UCK2 Inhibitor-3

UCK2 Inhibitor-3 is a non-competitive inhibitor of uridine-cytidine kinase 2 (UCK2, a pyrimidine salvage enzyme) with an IC50 value of 16.6 μM. UCK2 can replace dihydroorotate dehydrogenase (DHODH), in a certain extent, in infected or rapidly dividing cells to continue efficient uridine salvage. UCK2 Inhibitor-3 also inhibits DNA polymerase eta and kappa with IC50s of 56 μM and 16 μM[1].

Research Areas >> Cancer

Research Areas >> Infection

Signaling Pathways >> Cell Cycle/DNA Damage >> DNA/RNA Synthesis

IC50: 16.6 μM (UCK2); 56 μM (DNA polymerase η); 16 μM (DNA polymerase κ)[1]

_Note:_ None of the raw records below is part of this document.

PR #333, opened 2019-07-02
Fixing issue with waiting for same event a 2nd time on the same step.

gthomps95:
I want to allow an event to fire a workflow in the same step more than once, so at the end of a step, I wait for the same event again.  This was not working after the first event.  I did some debugging and to me it looks like this change is required for this to work.  Don't know enough about the usage of the EventPublished property to know if there are ramifications of doing this.  But, I think if you're potentially changing the name and key on the pointer, it's also safe to change the EventPublished flag.

I added an integration test scenario.  I ran all the integration and unit tests and they pass.

### DIFF
--- a/src/WorkflowCore/Services/ExecutionResultProcessor.cs
+++ b/src/WorkflowCore/Services/ExecutionResultProcessor.cs
@@ -41,7 +41,6 @@ namespace WorkflowCore.Services
             {
                 pointer.EventName = result.EventName;
                 pointer.EventKey = result.EventKey;
-                pointer.EventPublished = false;
                 pointer.Active = false;
                 pointer.Status = PointerStatus.WaitingForEvent;
 
@@ -55,6 +54,11 @@ namespace WorkflowCore.Services
                 });
             }
 
+            if (result.EventReWait)
+            {
+                pointer.EventPublished = false;
+            }
+
             if (result.Proceed)
             {
                 pointer.Active = false;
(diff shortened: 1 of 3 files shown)


src/WorkflowCore/Services/ExecutionResultProcessor.cs
```diff
@@ -41,6 +41,7 @@ public void ProcessExecutionResult(WorkflowInstance workflow, WorkflowDefinition
             {
                 pointer.EventName = result.EventName;
                 pointer.EventKey = result.EventKey;
+                pointer.EventPublished = false;
```
danielgerlag: I believe this would cause existing workflows to behave unexpectedly - we should probably write some tests to guard against that... under normal circumstances, a `WaitFor` should only fire once.

You could implement your own alternate `ReWaitFor` primitive... have a look at https://github.com/danielgerlag/workflow-core/blob/master/src/WorkflowCore/Primitives/WaitFor.cs

When it returns `ExecutionResult.Next()`, it will no longer wait for any further events, but when it returns `ExecutionResult.WaitForEvent(EventName, EventKey, effectiveDate)`, it will wait for more... you can adapt this to your needs.  You can also look at the fluent builder extension method to see how to call it - https://github.com/danielgerlag/workflow-core/blob/master/src/WorkflowCore/Services/FluentBuilders/StepBuilder.cs#L133

Let me know if you need more info.

gthomps95: I don't think only doing the primitive will work due to line 89 in EventConsumer, if the event published flag doesn't get reset, the subscription doesn't get built for the next event.  Also, I don't think this method will make sense in the fluent builder since there are whiles to make this scenario work.  I think it's only a response to a custom step, that I need to wait for the event again.  Does that make sense?

I will commit a different change that will isolate the logic to only be for a call to ExecutionResult.ReWaitFor(...).

Let me know your thoughts.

Dihydroorotate dehydrogenase (DHODH), a rate-limiting enzyme in mammalian de novo pyrimidine synthesis. UCK2 can make up for DHODH in a certain extent, in infected or rapidly dividing cells for uridine salvage. DHODH inhibition has antiviral and anticancer significance, while UCK2 Inhibitor-3 suppress nucleoside salvage in cells both in the presence and absence of DHODH inhibitors[1]. UCK2 Inhibitor-3 (compound 135416439) is an inhibitor against pyrimidine salvage enzyme, non-competitive with Uridine and ATP with Ki values of 13 μM and 12 μM, respectively[1]. UCK2 Inhibitor-3 (50 μM) inhibits UCK2 with inhibition rate of 31.3%[1].

[1]. Okesli-Armlovich A, et al. Discovery of small molecule inhibitors of human uridine-cytidine kinase 2 by high-throughput screening. Bioorg Med Chem Lett. 2019 Sep 15;29(18):2559-2564.